Scientists have released genetically modified mosquitoes in an experiment to fight dengue fever in the Cayman Islands, British experts said Thursday.
It is the first time genetically altered mosquitoes have been set loose in the wild, after years of laboratory experiments and hypothetical calculations. But while scientists believe the trial could lead to a breakthrough in stopping the disease, critics argue the mutant mosquitoes might wreak havoc on the environment.
"This test in the Cayman Islands could be a big step forward," said Andrew Read, a professor of biology and entomology at Pennsylvania State University, who was not involved in the project. "Anything that could selectively remove insects transmitting really nasty diseases would be very helpful," he said.
Dengue is a potentially fatal mosquito-borne disease that can cause fever, muscle and joint pain, and hemorrhagic bleeding. More than 2.5 billion people are at risk and the World Health Organization estimates there are at least 50 million cases every year. There is no treatment or vaccine.
Unlike malaria, which is also spread by mosquitoes, dengue outbreaks are unpredictable and bed nets are of limited use because dengue-spreading mosquitoes also bite during the day.
Researchers at Oxitec Limited, an Oxford-based company, created sterile male mosquitoes by manipulating the insects' DNA. Scientists in the Cayman Islands released 3 million mutant male mosquitoes to mate with wild female mosquitoes of the same species. That meant they wouldn't be able to produce any offspring, which would lower the population. Only female mosquitoes bite humans and spread diseases.
From May to October, scientists released batches of genetically mutated male mosquitoes in cages three times a week in a 40-acre (16-hectare) area. By August, mosquito numbers in that region dropped by 80 percent compared with a neighboring area where no sterile male mosquitoes were released.
Luke Alphey, Oxitec's chief scientific officer, said with such a small area, it would have been very difficult to detect a drop in dengue cases. But their modeling estimates suggested an 80 percent reduction in mosquitoes should result in fewer dengue infections.
For years, scientists have been working to create mutant mosquitoes to fight diseases like malaria and dengue, which they say could stop outbreaks before they start. But, others suspect it could be an environmental nightmare.
"If we remove an insect like the mosquito from the ecosystem, we don't know what the impact will be," said Pete Riley, campaign director of GM Freeze, a British non-profit group that opposes genetic modification.
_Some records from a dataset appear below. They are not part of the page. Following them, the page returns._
Issue #683, opened 2020-06-05
Fix & re-enable tests or remove unnecessary code and associated tests


mikemurray:
Type: **minor**

**Describe the bug**

Some tests, of the few 14, no longer work at all due to a massive update. Listed below are the places where the tests live that need to be revisited.

- `lib/tracking/utils` // Disabled in package.json jest config
- `tests/integration/ssr.test.js` // `.skip` added to suite
- `lib/utils` (Moved mock data into closer folder to fix missing imports)

### Loose directions
- Use React testing library https://github.com/testing-library/react-testing-library (get rid of enzyme, and other unnecessary testing dependencies)
- Remove or fix test locations above
- Remove unused utils
- Add unit tests for utils that are used
- Add tests for hooks and GQL
- Consider some tests for components. (think non brittle testing with getByRole and getByTest)
- Work towards a path of having E2E tests with cypress or something else.

reith-outgrow:
Maybe let's have a general overview of test we want to have in the storefront?
@mikemurray  Which one would you consider important?
Also, some options regarding the toolchain we could use changed the past years, e.g. we could decide between @testing-library/react, enzyme or react-test-renderer and I don't have a clear recommendation.

I'd like to see E2E tests introduced at some point for all the basic steps like adding to cart/checking out, most probably with cypress, and I'd like to keep them as broad in scope as possible so they would even continue to work with many storefront customizations, or would at least be easy to fix again.

Apart from that, it probably make sense to keep and maybe refactor the test for the util functions in lib/utils, I don't expect much things changing or breaking there. (Apart from the issues with babel test env as discussed)

Then it would probably also make sense to have tests available for the hooks and context Providers, as they account for much of the logic and probably will even more in some future release. (I could see them potentially becoming a separate library at some point, so I think there should be some focus on them.)

For the GraphQL Calls in there we could use `MockedProvider` which Apollo provides.
For that, I wonder what workflow we could maybe adopt to keep up with backend changes, e.g . instead of editing manually, to extract GraphQL API answers somehow or detect changes using Introspection somehow (not sure if feasible but it sounds great to not have to write most Mocks by hand).

We could have tests to detect major render changes, but preferably no Snapshots test, which would break soon when doing customizations and would eventually just be ignored by devs.

Regarding per Component testing, I'm somewhat uncertain as to what to reasonably test and to what extent, you will probably have a better overview here.

janus-reith:
[...]

PR #685, opened 2020-06-05
fix: runtime build issues

mikemurray:
## Issue

Cannot run app due to regenerator runtime issues

## Solution

Update babel config

## Breaking changes

none

## Testing
1. App should run and be usable


willopez (approved):
LGTM

janus-reith:
@mikemurray The babel config I made obsolete for the new version was added back in https://github.com/reactioncommerce/example-storefront/pull/682, introducing this error.
Instead of adjusting the babel config, I'd consider just removing it again.

I don't see us using specific features that would make it reasonable to introduce potential upstream issues by diverging from the nextjs defaults here.

willopez:
@janus-reith just saw your comment, after I approved it. I am open to removing it and simplifying the config. PR welcomed.

janus-reith:
@willopez Yes, I would prefer if we discuss in https://github.com/reactioncommerce/example-storefront/issues/683 or some seperate issue instead how to approach the tests cleanly, and which should be there in general.( I think @HarisSpahija also wanted to contribute to that.)

The previous storefront version also had a bunch of babel dependencies I'd rather not have included here again.

TBH my preference would be to revert https://github.com/reactioncommerce/example-storefront/pull/682 and not merge this one, and fix the tests instead.
Maybe a short term solution could be to have that babel config in a separate test-specific folder? Or any other way to scope it to the tests only, if it actually is necessary.

willopez:
Sounds good, lets discuss on #682

willopez:
This PR removes unnecessary babel config and some dependencies. A new PR will be created to remove snapshot test and related dependencies add react testing library and cypress. See for more context: https://github.com/reactioncommerce/example-storefront/issues/683#issuecomment-644266243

He said mosquito larvae might be food for other species, which could starve if the larvae disappear. Or taking out adult mosquito predators might open up a slot for other insect species to slide in, potentially introducing new diseases.
Humans have a patchy track record of interfering with natural ecosystems, Riley said. In the past, such interventions have led to the overpopulation of species including rabbits and deer. "Nature often does just fine controlling its problems until we come along and blunder into it."
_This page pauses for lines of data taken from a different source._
PR #686, opened 2020-06-16
Setup react-testing-library and some clean up

willopez:
Impact: **minor**
Type: **refactor**

## Issue
There were a couple of unnecessary dependencies related to testing.

## Solution
Removed unnecessary dependencies and added `react-testing-library` as the preferred testing library. Also, a sample test was adde for the `Footer` component. This is a stepping stone in the general testing direction described in https://github.com/reactioncommerce/example-storefront/issues/683

## Breaking changes
Any tests that used enzyme will no longer work.

## Testing
1. App start and run without issues
2. All tests should pass.


components/Footer/Footer.test.js
```diff
@@ -0,0 +1,9 @@
+import React from "react";
+import { render } from "@testing-library/react";
+import Footer from "./Footer";
+
+test("Renders the footer", () => {
+  const { getByText } = render(<Footer />);
```
mikemurray: You should import `screen` then use `screen.getByText` instead. This is now the recommended way to use react-testing rather than de-structuring utils from the render func. Most of the utils you're used to using are available on `screen`.

```js
import { render, screen } from "@testing-library/react";

render(<Footer />);

screen.getByText(TEXT);
```

mikemurray (changes requested):

components/Footer/Footer.test.js
willopez: refactored.

mikemurray (approved):
👍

Oxitec's Alphey said their genetically modified mosquitoes can't permanently change the ecosystem because they only last for a generation. But to stamp out dengue in endemic areas like Asia and South America, billions of the special-order mosquitoes would likely be needed to stifle their wild counterparts.
Yeya Toure, who leads the World Health Organization's team on Innovative Vector Control Interventions, called the Cayman Islands trial promising and said it's worth continuing the genetic modification experiments.
He said genetically altered mosquitoes aren't meant to replace existing tools like insecticides, but to compensate for their limitations, like when mosquitoes develop resistance.
Read said creating mutated mosquitoes might actually be the least invasive way to control dengue. By keeping a lid on the mosquito population via genetic modification, Read said entire ecosystems would be spared the toxic effects of indiscriminately spraying pesticides.
He said the bigger problem would be selling the idea of genetically altered mosquitoes to the public. In the Cayman Islands, officials said they worked closely with the local community and encountered surprisingly little resistance.
"We still have people who don't believe in vaccines," Read said. "How are we going to convince them it's OK to let scientists release genetically altered mosquitoes into the wild?"